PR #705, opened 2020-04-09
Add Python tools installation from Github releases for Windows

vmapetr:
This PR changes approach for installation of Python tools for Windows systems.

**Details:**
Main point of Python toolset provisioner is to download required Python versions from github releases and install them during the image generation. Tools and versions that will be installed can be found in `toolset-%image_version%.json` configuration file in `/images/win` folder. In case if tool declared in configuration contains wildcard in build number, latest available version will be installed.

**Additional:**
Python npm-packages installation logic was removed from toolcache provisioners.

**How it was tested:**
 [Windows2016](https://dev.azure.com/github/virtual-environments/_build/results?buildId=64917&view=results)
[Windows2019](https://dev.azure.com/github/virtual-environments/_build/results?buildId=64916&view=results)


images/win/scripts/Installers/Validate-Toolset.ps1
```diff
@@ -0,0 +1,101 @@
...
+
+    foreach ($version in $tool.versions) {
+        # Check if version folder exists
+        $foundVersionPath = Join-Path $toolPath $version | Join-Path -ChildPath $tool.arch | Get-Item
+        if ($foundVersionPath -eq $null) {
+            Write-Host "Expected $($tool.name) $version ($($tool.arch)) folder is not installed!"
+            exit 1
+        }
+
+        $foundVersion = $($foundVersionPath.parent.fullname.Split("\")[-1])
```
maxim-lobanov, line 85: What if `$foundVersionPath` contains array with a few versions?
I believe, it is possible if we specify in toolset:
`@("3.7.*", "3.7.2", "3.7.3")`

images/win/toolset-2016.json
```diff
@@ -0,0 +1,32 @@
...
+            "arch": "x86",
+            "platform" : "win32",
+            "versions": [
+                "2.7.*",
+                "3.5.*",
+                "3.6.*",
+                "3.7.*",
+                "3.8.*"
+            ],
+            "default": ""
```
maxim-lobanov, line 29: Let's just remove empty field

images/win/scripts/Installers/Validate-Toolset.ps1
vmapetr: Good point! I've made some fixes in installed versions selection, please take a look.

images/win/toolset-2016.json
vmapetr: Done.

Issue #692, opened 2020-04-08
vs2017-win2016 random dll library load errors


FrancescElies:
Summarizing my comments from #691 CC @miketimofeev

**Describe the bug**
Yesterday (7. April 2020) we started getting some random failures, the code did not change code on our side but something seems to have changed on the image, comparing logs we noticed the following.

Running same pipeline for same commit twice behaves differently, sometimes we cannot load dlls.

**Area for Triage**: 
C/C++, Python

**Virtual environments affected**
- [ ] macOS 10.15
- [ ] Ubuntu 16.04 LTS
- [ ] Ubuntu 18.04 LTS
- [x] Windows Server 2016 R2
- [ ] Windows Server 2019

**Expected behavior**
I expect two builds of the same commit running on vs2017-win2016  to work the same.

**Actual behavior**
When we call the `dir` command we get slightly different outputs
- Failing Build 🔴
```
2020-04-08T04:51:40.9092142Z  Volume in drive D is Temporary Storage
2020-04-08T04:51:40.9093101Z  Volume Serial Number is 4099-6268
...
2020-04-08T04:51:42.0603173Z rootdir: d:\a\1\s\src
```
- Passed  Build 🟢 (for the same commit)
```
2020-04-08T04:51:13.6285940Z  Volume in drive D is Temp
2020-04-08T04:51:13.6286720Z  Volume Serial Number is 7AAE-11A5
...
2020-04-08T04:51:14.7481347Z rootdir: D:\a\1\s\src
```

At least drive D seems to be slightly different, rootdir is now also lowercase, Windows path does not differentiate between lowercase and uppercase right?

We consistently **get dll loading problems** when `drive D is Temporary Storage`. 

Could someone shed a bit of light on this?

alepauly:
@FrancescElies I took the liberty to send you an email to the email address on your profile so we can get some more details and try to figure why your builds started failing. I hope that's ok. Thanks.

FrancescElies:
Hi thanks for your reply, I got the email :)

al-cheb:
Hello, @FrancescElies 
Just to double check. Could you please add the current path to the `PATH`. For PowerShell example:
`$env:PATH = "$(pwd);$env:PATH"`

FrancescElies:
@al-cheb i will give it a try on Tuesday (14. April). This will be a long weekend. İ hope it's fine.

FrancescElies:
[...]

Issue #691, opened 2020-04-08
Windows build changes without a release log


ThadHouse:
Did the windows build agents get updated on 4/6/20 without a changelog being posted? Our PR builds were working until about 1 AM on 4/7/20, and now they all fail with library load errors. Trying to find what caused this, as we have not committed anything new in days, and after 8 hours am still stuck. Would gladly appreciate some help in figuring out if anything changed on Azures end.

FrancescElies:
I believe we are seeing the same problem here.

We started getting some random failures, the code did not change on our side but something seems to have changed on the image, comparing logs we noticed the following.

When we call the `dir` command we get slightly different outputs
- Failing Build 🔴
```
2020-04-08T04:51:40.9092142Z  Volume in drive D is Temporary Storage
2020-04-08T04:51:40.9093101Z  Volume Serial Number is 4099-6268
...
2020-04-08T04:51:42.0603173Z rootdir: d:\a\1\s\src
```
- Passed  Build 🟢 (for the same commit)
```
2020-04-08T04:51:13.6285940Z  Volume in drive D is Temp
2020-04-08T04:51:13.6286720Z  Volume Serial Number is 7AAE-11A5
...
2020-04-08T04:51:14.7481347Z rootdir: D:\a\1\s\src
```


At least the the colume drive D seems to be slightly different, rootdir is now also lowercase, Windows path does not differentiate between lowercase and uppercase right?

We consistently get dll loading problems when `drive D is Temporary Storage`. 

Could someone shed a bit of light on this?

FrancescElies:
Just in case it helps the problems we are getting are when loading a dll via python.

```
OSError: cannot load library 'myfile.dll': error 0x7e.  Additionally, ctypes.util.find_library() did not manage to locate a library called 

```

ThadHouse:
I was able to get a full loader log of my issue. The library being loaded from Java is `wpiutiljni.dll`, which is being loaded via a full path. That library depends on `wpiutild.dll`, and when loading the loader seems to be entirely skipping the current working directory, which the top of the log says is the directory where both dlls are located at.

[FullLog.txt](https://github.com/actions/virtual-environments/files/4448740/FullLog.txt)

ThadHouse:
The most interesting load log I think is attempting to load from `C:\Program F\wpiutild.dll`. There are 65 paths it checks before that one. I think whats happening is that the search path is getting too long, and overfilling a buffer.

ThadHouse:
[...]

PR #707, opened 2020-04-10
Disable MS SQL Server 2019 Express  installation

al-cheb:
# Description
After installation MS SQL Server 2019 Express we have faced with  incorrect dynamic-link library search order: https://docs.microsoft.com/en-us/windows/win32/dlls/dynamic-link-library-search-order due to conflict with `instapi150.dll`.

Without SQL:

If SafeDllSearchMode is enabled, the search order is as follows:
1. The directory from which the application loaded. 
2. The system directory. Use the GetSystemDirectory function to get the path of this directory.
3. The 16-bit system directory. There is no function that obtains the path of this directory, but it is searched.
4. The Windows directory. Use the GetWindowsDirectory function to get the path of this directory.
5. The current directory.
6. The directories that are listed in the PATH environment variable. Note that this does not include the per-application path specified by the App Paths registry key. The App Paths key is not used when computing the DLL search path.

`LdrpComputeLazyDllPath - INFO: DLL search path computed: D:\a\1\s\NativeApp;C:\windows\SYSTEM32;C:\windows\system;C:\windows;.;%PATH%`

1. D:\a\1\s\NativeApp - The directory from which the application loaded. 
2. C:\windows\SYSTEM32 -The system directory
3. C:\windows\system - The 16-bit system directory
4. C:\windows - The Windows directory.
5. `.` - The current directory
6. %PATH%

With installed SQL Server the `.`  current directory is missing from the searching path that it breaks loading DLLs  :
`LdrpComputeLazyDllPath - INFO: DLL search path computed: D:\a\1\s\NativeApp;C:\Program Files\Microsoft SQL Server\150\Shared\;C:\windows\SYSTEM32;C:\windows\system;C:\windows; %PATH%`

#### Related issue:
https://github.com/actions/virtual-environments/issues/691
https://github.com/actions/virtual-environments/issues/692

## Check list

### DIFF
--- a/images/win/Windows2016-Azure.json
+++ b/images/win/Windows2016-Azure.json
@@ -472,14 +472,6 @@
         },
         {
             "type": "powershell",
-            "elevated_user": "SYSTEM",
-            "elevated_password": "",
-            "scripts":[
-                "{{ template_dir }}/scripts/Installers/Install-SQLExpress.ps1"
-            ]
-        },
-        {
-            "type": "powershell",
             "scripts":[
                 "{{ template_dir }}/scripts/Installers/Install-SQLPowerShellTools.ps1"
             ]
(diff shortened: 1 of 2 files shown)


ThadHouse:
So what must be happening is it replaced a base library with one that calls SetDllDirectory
--
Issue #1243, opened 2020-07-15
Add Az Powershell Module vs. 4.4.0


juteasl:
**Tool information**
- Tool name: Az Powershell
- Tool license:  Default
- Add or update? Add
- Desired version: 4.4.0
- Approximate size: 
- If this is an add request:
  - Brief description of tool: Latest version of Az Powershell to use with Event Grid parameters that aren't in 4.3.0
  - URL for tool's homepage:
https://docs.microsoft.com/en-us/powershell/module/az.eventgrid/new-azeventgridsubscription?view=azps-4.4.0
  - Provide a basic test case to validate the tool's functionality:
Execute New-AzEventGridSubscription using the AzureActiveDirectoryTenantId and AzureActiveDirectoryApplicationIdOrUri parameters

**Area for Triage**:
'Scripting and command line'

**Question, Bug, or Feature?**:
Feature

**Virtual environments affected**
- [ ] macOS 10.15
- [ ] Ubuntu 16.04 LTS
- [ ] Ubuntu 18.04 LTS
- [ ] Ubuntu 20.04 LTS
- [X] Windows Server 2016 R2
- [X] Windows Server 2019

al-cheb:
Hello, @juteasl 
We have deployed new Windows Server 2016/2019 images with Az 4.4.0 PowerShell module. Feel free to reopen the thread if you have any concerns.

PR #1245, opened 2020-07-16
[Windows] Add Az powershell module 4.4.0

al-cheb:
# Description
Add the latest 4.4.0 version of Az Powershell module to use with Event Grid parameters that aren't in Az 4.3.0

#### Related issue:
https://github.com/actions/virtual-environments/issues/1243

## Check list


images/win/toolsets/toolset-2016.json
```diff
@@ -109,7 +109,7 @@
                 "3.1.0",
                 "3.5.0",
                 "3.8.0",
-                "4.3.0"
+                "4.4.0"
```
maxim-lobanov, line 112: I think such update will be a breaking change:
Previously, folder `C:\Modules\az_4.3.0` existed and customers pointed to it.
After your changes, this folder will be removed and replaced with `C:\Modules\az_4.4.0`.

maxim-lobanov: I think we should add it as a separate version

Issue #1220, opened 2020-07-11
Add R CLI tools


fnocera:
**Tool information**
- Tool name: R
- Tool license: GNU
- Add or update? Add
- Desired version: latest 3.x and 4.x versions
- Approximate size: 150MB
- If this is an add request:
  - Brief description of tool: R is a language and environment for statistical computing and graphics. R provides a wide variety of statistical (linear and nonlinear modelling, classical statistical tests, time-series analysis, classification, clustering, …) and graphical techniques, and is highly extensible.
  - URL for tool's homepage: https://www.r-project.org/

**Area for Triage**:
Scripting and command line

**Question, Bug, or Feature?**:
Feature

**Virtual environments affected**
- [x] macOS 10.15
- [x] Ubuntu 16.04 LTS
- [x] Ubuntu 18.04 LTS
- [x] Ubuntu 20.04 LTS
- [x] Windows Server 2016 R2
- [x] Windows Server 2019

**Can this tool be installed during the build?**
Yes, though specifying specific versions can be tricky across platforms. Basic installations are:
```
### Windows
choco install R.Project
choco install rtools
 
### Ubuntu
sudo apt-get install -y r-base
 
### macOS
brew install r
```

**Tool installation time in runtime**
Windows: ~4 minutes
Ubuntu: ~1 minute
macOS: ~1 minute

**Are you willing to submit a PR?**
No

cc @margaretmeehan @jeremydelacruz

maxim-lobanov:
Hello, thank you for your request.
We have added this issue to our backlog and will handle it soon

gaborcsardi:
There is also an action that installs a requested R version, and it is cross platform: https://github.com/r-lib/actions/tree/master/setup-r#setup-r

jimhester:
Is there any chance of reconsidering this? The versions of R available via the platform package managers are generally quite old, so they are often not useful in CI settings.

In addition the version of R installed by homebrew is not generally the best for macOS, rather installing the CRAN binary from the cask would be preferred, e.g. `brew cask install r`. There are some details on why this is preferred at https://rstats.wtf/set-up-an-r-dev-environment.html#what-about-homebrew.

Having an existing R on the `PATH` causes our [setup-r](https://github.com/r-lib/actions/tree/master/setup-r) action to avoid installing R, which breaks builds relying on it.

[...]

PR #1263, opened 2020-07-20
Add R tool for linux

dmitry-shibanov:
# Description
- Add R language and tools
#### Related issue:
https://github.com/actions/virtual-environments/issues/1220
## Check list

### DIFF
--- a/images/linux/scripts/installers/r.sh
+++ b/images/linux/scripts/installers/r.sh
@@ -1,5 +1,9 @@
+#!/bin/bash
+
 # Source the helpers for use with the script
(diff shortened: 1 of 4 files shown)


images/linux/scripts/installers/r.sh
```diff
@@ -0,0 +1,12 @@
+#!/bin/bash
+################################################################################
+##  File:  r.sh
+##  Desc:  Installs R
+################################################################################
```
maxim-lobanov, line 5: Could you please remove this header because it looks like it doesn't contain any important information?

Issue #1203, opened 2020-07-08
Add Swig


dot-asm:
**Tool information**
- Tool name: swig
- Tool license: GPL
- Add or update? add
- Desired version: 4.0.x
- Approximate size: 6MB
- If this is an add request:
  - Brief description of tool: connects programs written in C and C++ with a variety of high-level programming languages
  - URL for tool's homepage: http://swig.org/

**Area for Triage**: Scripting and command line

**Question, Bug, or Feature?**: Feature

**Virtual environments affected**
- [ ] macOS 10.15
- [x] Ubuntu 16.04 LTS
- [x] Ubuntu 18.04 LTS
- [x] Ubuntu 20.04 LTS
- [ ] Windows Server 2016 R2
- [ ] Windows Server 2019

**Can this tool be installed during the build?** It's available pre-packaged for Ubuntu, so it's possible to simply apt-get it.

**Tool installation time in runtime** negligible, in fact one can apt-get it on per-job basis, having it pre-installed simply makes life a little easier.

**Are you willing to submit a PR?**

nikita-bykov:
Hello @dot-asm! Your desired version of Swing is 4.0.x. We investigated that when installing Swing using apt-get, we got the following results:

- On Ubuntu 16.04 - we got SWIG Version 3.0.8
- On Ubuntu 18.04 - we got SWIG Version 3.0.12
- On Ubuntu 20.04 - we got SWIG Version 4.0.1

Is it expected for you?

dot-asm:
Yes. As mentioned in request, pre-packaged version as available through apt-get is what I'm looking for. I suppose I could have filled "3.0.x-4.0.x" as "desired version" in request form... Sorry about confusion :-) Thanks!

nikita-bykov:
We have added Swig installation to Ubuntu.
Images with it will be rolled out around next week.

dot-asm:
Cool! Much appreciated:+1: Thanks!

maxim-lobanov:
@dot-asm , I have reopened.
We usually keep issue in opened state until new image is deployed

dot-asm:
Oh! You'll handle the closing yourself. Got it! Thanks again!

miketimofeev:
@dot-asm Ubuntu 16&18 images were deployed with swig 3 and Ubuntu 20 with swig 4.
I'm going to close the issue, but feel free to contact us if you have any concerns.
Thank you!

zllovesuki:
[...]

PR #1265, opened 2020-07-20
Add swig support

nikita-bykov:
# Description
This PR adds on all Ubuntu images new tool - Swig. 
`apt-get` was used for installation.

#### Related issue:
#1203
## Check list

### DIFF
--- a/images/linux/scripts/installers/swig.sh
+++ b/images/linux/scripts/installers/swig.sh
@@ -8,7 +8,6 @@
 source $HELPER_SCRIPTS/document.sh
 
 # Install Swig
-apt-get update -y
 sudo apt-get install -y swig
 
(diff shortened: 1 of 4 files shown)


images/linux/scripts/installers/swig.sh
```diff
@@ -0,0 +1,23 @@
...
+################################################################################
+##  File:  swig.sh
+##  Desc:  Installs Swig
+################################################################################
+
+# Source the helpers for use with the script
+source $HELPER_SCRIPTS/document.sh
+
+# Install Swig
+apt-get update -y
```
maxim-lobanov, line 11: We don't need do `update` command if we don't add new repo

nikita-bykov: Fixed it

• _Exercise description_:
Only the number is wanted: how many lines in the data include the word "hope"?

• _Your response_:
2